UWM chief predicts refi boom

Find out where the firm's business model is performing best…

UWM chief predicts refi boom

Back in October, UWM Holdings Corp.’s CEO/chairman, Mat Ishbia (pictured), predicted the coming of a new refi boom. On the heels of positive second quarter results for his company, he doubled down on the prediction.

“We know the [refi] boom, whether it’s a long sustained one or a mini refi boom, is going to come soon,” he said during last week’s earnings call. “The opportunities are usually in the first three, six months, maybe nine months, to really make money from a volume and margin perspective, and for it to really grow your business. We are prepared for that now.”

Ishbia first made the prediction publicly in October during a speech at the annual Fuse conference staged by the Association of Independent Mortgage Experts. Speaking to a rapt crowd in Las Vegas, he made clear he’s placing his bets on the refi resurgence.

Doubling down on refi boom prediction

His reinforced view came amid an earnings call last week during which UWM Holdings officials revealed originations of $31.8 billion in Q2, up from $22.3 billion the prior quarter and $29.9 billion the same time last year. Purchases helped drive the majority of that that uptick, accounting for $28 billion of total originations. Net income was $228.8 million, a return to profit after a $138.6 million net loss in the first quarter, as well as adjusted diluted earnings per share of $0.11 and a jump in overall revenue to $587.5 million.

It’s all about scale, he said, unabashedly adopting braggadocios tones in speaking of his firm’s quarterly results: “Scale is the name of the game, and that is why we’ve been winning and we’re going to continue to win going forward,” he told investors. “Our business model succeeds in the up markets and the down markets. This is the ultimate down market, and we’re still winning.”

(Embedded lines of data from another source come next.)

PR #2963, opened 2021-05-19
Introduce Compatibility Vector for RPCs

chetangudisagar:
## Overview

Description: We introduce the compatibility vectors for communicating the information about features that are supported by the sender and receiver. We represent each feature as an enum value in a Java file and set its corresponding enum number's index to 1 in the BitSet and store it in Protobuf's ByteString format. The BitSet values will be the same across both the client and the server of a particular version.

Why should this be merged: Enables features compatibility checks for rolling upgrades.

- [x] Public API has Javadoc

### DIFF
--- a/common/src/main/java/org/corfudb/common/util/CompatibilityVectorUtils.java
+++ b/common/src/main/java/org/corfudb/common/util/CompatibilityVectorUtils.java
@@ -1,0 +1,130 @@
+package org.corfudb.common.util;
+
+import com.google.protobuf.ByteString;
+import lombok.extern.slf4j.Slf4j;
+
+import java.util.Arrays;
+import java.util.BitSet;
+
+/**
+ * A collection of {@link BitSet}s representing the Corfu features enabled so far.
+ * <p>
+ * Creates the Compatibility Vectors that contain the information about the Corfu features enabled
+ * so far as per the current stage of the code during the compile time of the class.
+ * The vectors are of type {@link ByteString} in which each bit will represent if the corresponding
+ * feature is enabled or not based on its value (0 or 1).
+ * <p>
+ * Client-Server Transmission:
+ * The BitSet values are already converted to the ByteString format and are accessed through
+ * {@link #getCompatibilityVectors()} method. These will be set in the Protobuf header
+ * HeaderMsg.ProtocolVersionMsg value (of both RequestMsg and ResponseMsg),
+ * and sent to the receiver. The receiver will then check whether the specific features are set or
+ * not using {@link CompatibilityVectorUtils#isFeatureEnabled(Feature, ByteString)} method.
+ * <p>
+ * For adding new Features:
+ * - <b>Introduce</b> them by creating an entry in this class's {@link Feature} enum structure.
+ * <p>
+ * Created by cgudisagar on 5/3/21.
+ */
+@Slf4j
+public class CompatibilityVectorUtils {
+
+    // Prevent class from being instantiated
+    private CompatibilityVectorUtils() {
+    }
+
+    /**
+     * @return a {@link ByteString} of vectors representing the Corfu features enabled so far.
+     */
+    public static ByteString getCompatibilityVectors() {
+        return Feature.vectors;
+    }
+
+    /**
+     * Checks if the feature is enabled in the given byte array or not.
+     *
+     * @param feature the {@link Feature} enum value to be checked
+     * @param vectors the {@link ByteString} that contains the bits of the Corfu features
+     * @return a boolean value that denotes if the feature is enabled or not.
+     */
+    @SuppressWarnings("unused") // it will be used in future
+    public static boolean isFeatureEnabled(Feature feature, ByteString vectors) {
+        int featureNumber = feature.getNumber();
+
+        // If the feature number (0-indexed) is greater than or equal the bytes length,
+        // or if it is a negative value, then the feature is not enabled.
+        if (featureNumber >= 8 * vectors.size() || featureNumber < 0)
+            return false;
+
+        // Check if the bit is set in the vector
+        // = ((corresponding byte) AND (1 only on the index of the bit) !=0)
+        // & 0xff to prevent a possible int promotion error while using bytes with
+        // shifts and bitwise operators
+        return (((vectors.byteAt((featureNumber) / 8) & 0xff) & (1 << ((featureNumber) % 8))) != 0);
+    }
+
+    /**
+     * This enum loads when {@link #getCompatibilityVectors()} is called
+     * for the first time. It gives a thread-safe lazy-initialization because the class loader
+     * guarantees that all static initialization is complete before getting access to the class.
+     */
+    public enum Feature {
+        // Comma separated enum values indicating each feature along with their sequence number.
+        // FEATURE_A(0),
+        ;
+
+        /**
+         * Contains the vectors representing the Corfu features enabled so far.
+         */
+        private static final ByteString vectors = generateVectors();
+
+        private final int number;
+
+        /**
+         * A constructor to initiate the enum value along with its sequence number
+         *
+         * @param number the sequence number of the enum
+         */
+        @SuppressWarnings("unused")
+        // it will be used in future
+        Feature(int number) {
+            if (number < 0)
+                throw new IllegalArgumentException("Enum number should be a non negative integer." +
+                        " The current value is " + number + ".");
+            this.number = number;
+        }
+
+        private static ByteString generateVectors() {
+            Feature[] features = Feature.values();
+
+            // Though initializing with the length is optional, it improves performance.
+            BitSet bitSet = new BitSet(features.length);
+
+            for (Feature feature : features) {
+                bitSet.set(feature.getNumber());
+            }
+
+            if (features.length > 0) {
+                log.info("generateVectors: Enabled features are {}", Arrays.toString(features));
+                log.info("generateVectors: Compatibility vectors are {}", bitSet);
+            }
+
+
+            return ByteString.copyFrom(bitSet.toByteArray());
+        }
+
+        /**
+         * Get the sequence number of the enum entry
+         *
+         * @return the sequence number of the enum entry
+         */
+        private int getNumber() {
+            return this.number;
+        }
+
+        @Override
+        public String toString() {
+            return this.number + ": " + super.toString();
+        }
+    }
+}
--- a/infrastructure/src/main/java/org/corfudb/infrastructure/logreplication/runtime/LogReplicationClientRouter.java
+++ b/infrastructure/src/main/java/org/corfudb/infrastructure/logreplication/runtime/LogReplicationClientRouter.java
@@ -44,6 +44,7 @@ import java.util.concurrent.TimeoutException;
 import java.util.concurrent.atomic.AtomicLong;
 
 import static org.corfudb.protocols.CorfuProtocolCommon.getUuidMsg;
+import static org.corfudb.protocols.service.CorfuProtocolMessage.getDefaultProtocolVersionMsg;
 import static org.corfudb.protocols.service.CorfuProtocolMessage.getRequestMsg;
 
 /**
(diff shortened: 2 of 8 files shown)


common/src/main/java/org/corfudb/common/util/CompatibilityVectorUtils.java
```diff
@@ -0,0 +1,118 @@
...
+        /**
+         * Contains the vectors representing the Corfu features enabled so far.
+         */
+        private static final BitSet vectors = generateVectors();
+
+        private static BitSet generateVectors(){
+            // length-1 to get rid of the default UNRECOGNIZED enum value, else we get an error
+            BitSet bitSet = new BitSet(Feature.values().length-1);
+            Feature[] features = Feature.values();
+            for(int feature_index=1; feature_index < features.length-1; ++feature_index){
```
hisundar, line 50: Should this be 
for (int feature_index=1; feature_index < features.length; ++feature_index) {
Since you already have a < check should it less than length instead of length - 1 ?

common/src/main/java/org/corfudb/common/util/CompatibilityVectorUtils.java
```diff
@@ -0,0 +1,118 @@
...
+                if(features[feature_index]!= Feature.UNRECOGNIZED ||
```
hisundar, line 51: Where is Feature.UNRECOGNIZED defined? I only see one enum that is INVALID in the Feature enum. Am I looking at a wrong commit?

hisundar, line 51: Minor nit: I think some convention requires adding space after primitive language constructs like if while for etc.

common/proto/corfu_features.proto
```diff
@@ -0,0 +1,7 @@
+syntax = "proto3";
+
+package org.corfudb.common.util.proto;
+
+enum Feature {
+  FEATURE_INVALID = 0;
```
hisundar, line 6: Can we not have an INVALID that way each feature just represents a bit position starting with index 0?
First feature = 0 - > takes first bit position at index 0
Second feature = 1 -> takes second bit at index 1

hisundar (changes requested):
Hi Chetan, please let me know if my comments make sense?

common/src/main/java/org/corfudb/common/util/CompatibilityVectorUtils.java
chetangudisagar: Thank you, Done.

common/proto/corfu_features.proto
chetangudisagar: I was following the practice - "Always Start Enums with INVALID = 0;" for backward compatibility. I will send you the links for further information on this.

common/src/main/java/org/corfudb/common/util/CompatibilityVectorUtils.java
chetangudisagar: > The protocol buffer compiler will generate a Java enum type called Foo with the same set of values. If you are using proto3, it also adds the special value UNRECOGNIZED to the enum type.

[Docs Link](https://developers.google.com/protocol-buffers/docs/reference/java-generated#enum)

zfrenette: It seems like UNRECOGNIZED and INVALID are serving the same purpose?

common/src/main/java/org/corfudb/common/util/CompatibilityVectorUtils.java
chetangudisagar: Sorry for the confusion, Hope this helps -

For a given enum - 
```
enum Feature {
  FEATURE_INVALID = 0;
  TEST = 1;
  ABC = 2;
}
```

Feature.values() returns `["FEATURE_INVALID", "TEST", "ABC", "UNRECOGNIZED"]` (a list of enum values, not exactly strings)
Note: `length = 4`

We want the result bitset to contain the first three elements i.e. length-1 elements.

The `for` loop **should** start from index 1, else it will set the INVALID feature to 1. We want it to be 0 as it's an INVALID feature by convention.

Further, the loop can end at index 2 (`< length -1`), otherwise, it will try to access the UNRECOGNIZED feature at index 3, which gives an error at runtime. I had added the `if` checks for safety. I will remove them.

common/src/main/java/org/corfudb/common/util/CompatibilityVectorUtils.java
chetangudisagar: We had an offline discussion and changed the enum implementations from Protobuf to Java.

common/src/main/java/org/corfudb/common/util/CompatibilityVectorUtils.java
```diff
@@ -0,0 +1,149 @@
...
+
+            // Though initializing with the length is optional, it improves performance.
+            BitSet bitSet = new BitSet(features.length);
+
+            for (Feature feature : features) {
+                bitSet.set(feature.getNumber());
+            }
+
+            log.info("generateVectors: Compatibility vectors are successfully initiated with {}",
+                    bitSet);
```
xcchang, line 119: Since this log will only be done once for a node, would it be better to log out the features also? such that we could have a comparison

common/src/test/java/org/corfudb/common/util/CompatibilityVectorUtilsTest.java
```diff
@@ -0,0 +1,50 @@
+package org.corfudb.common.util;
+
+import com.google.protobuf.ByteString;
+import org.corfudb.common.util.CompatibilityVectorUtils.Feature;
+import org.junit.Ignore;
+import org.junit.Test;
```
xcchang, line 6: Import of Ignore could be removed I think

common/src/main/java/org/corfudb/common/util/CompatibilityVectorUtils.java
```diff
@@ -0,0 +1,149 @@
...
+ * not using {@link CompatibilityVectorUtils#isFeatureEnabled(int, ByteString)} method.
+ * <p>
+ * For adding new Features:
+ * - <b>Introduce</b> them by creating an entry in this class's {@link Feature} enum structure.
+ * <p>
+ * Created by cgudisagar on 5/3/21.
+ */
+@Slf4j
+public class CompatibilityVectorUtils {
+
```
xcchang, line 34: Should we add stubs to the places where Compatibility Vector will be used? like have a log of "No feature needs to be specially handled" or something like that. I think we want to be clear about where it will checked at this time.

xcchang (commented):
Looks nice and left some minor comments. By the way, please wrap the extended git commit message into multiple lines when rebase :)

common/src/test/java/org/corfudb/common/util/CompatibilityVectorUtilsTest.java
chetangudisagar: Done. Thank you.

common/src/main/java/org/corfudb/common/util/CompatibilityVectorUtils.java
chetangudisagar: For now, these bitset vectors will be used only in the Handler methods on the server-side and the client-side as they are specific to the features. The only other place was in the handshake handler part but we already have version checks there.
So, in my opinion, the checks can be placed once we have the first feature from the next release.

common/src/main/java/org/corfudb/common/util/CompatibilityVectorUtils.java
chetangudisagar: Will do, thanks!

zfrenette:
Does version information need to be added to the `LogReplicationClientRouter`'s `sendRequestAndGetCompletable` method as well: https://github.com/CorfuDB/CorfuDB/blob/0aa9eb5f886448ac4a282be3209b598f70f4c0ad/infrastructure/src/main/java/org/corfudb/infrastructure/logreplication/runtime/LogReplicationClientRouter.java#L181

common/src/main/java/org/corfudb/common/util/CompatibilityVectorUtils.java
```diff
@@ -0,0 +1,159 @@
...
+        }
+
+        /**
+         * Get the sequence number of the enum entry
+         *
+         * @return the sequence number of the enum entry
+         */
+        public int getNumber() {
+            return number;
+        }
```
zfrenette, line 152: Can this be made private? Or does the numerical representation need to be known outside of this class?

common/src/test/java/org/corfudb/common/util/CompatibilityVectorUtilsTest.java
```diff
@@ -0,0 +1,49 @@
...
+    private final ByteString vectors = CompatibilityVectorUtils.getCompatibilityVectors();
+
+    /**
+     * Tests {@link Feature#isFeatureEnabled(int, ByteString)} with invalid parameters.
+     */
+    @Test
+    public void testFeatureInvalidValues() {
+        // Assert that negative feature's bit returns False as features start from 0 onwards.
+        assertThat(CompatibilityVectorUtils.isFeatureEnabled(-1, vectors)
+        ).isFalse();
```
zfrenette, line 26: nit: Can you address the formatting here?

common/src/main/java/org/corfudb/common/util/CompatibilityVectorUtils.java
```diff
@@ -0,0 +1,159 @@
...
+    }
+
+    /**
+     * Checks if the feature is enabled in the given {@link ByteString} or not.
+     *
+     * @param feature int value of the feature to be checked
+     * @param vectors the {@link ByteString} that contains the bits of the Corfu features
+     * @return a boolean value that denotes if the feature is enabled or not.
+     */
+    public static boolean isFeatureEnabled(int feature, ByteString vectors) {
```
zfrenette, line 63: Here as well.

zfrenette (approved):
Looks good. Just some minor comments/questions.

common/src/main/java/org/corfudb/common/util/CompatibilityVectorUtils.java
chetangudisagar: Makes sense. Thank you.

common/src/test/java/org/corfudb/common/util/CompatibilityVectorUtilsTest.java
chetangudisagar: Done, Thank you.

common/src/main/java/org/corfudb/common/util/CompatibilityVectorUtils.java
chetangudisagar: Done, Thank you.

common/src/main/java/org/corfudb/common/util/CompatibilityVectorUtils.java
```diff
@@ -0,0 +1,127 @@
...
+            Feature[] features = Feature.values();
+
+            // Though initializing with the length is optional, it improves performance.
+            BitSet bitSet = new BitSet(features.length);
+
+            for (Feature feature : features) {
+                bitSet.set(feature.getNumber());
+            }
+
+            log.info("generateVectors: Enabled features are {}", Arrays.toString(features));
```
hisundar, line 106: Can this log line be inside the bitSet.set() the reason is if there are no features enabled then we don't want to log anything?

hisundar (approved):
LGTM, minor comment about logging.

infrastructure/src/main/java/org/corfudb/infrastructure/logreplication/runtime/LogReplicationClientRouter.java
```diff
@@ -179,6 +180,7 @@ public IClientRouter addClient(IClient client) {
             @Nonnull String nodeId) {
 
         HeaderMsg.Builder header = HeaderMsg.newBuilder()
+                .setVersion(getDefaultProtocolVersionMsg())
```
zfrenette, line 183: Is there anything server-side that needs to be adjusted similarly?

chetangudisagar: No, I couldn't find it in any other place. In the server, we merge from the client's header and set the server version explicitly.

Even while making predictions of a new refi boom, he acknowledged not knowing when it might emerge: “I can’t wait for the big market to come,” he said. “It’s going to come. I don’t know when, as I said, but we are prepared at UWM and that’s why we are different than anyone else.”

Nevertheless, he acknowledged the challenging market: “It’s been a very difficult mortgage market over the last 18 months.”

In the next breath, he noted again the company’s financial performance, despite the headwinds. “But UWM has demonstrated its strength because of the foundation we’ve built for years and years. We can succeed in all of these markets. While other companies are exiting the market, losing money, shrinking and laying people off, we are the exact opposite. We are profitable, we are hiring, we are investing in technology and planning to continue to grow.”

UWM business model gaining attention

Given its recent balance sheet performance, UWM’s business model – yielding gains despite the softened market – is gaining attention. The Motley Fool, a private financial and investing advice company based in Alexandria, Va., broke down the reasons for the firm’s success while other firms languish.

In doing so, researchers examined the three basic business models used by mortgage companies, the most common being retail, marked by the use of loan officers or technology to find borrowers and assemble loans. The model has the highest margins but investment in technology or loan officer commissions can be sizable, The Motley Fool reported.

Then there’s the correspondent model where the mortgage company buys completed loans from a smaller lender before flipping it into the market – the preferred model of Mr. Cooper, The Motley Fool noted. While companies employing the model can do a lot of business, analysts noted, margins can be thin.

Which brings one to the broker model, the championed template at UWM. Mortgage brokers are treated as free agents who point the borrower to the company offering the best deal, The Motley Fool described. The broker assembles basic documents before sending the partially completed file to the mortgage company to fund the loan, according to the report.

The verdict: The broker model used by UWM performs better in a purchase-driven environment.

Just ask Ishbia, he’ll tell you: “We set another new, all-time quarterly record for purchase volume - $28 billion,” he told shareholders. “We did $28 billion of purchase That’s more business than anybody else did business altogether, and we are on pace for an all-time record purchase year here at UWM.”

It’s impossible to predict the future. But for now, it appears to be advantage UWM.